▶ **Aim of the exercise**:
Please write out only the lines running from the one with "Also removed some" through the last line of the listing, each exactly as given.

▶ **Provided records**:
PR #1813, opened 2019-10-07
Py3: JsonRPC

kingosticks:
Also removed some of the other deselected tests that already pass OK.

### DIFF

▶ **Your response**:
Also removed some of the other deselected tests that already pass OK.

### DIFF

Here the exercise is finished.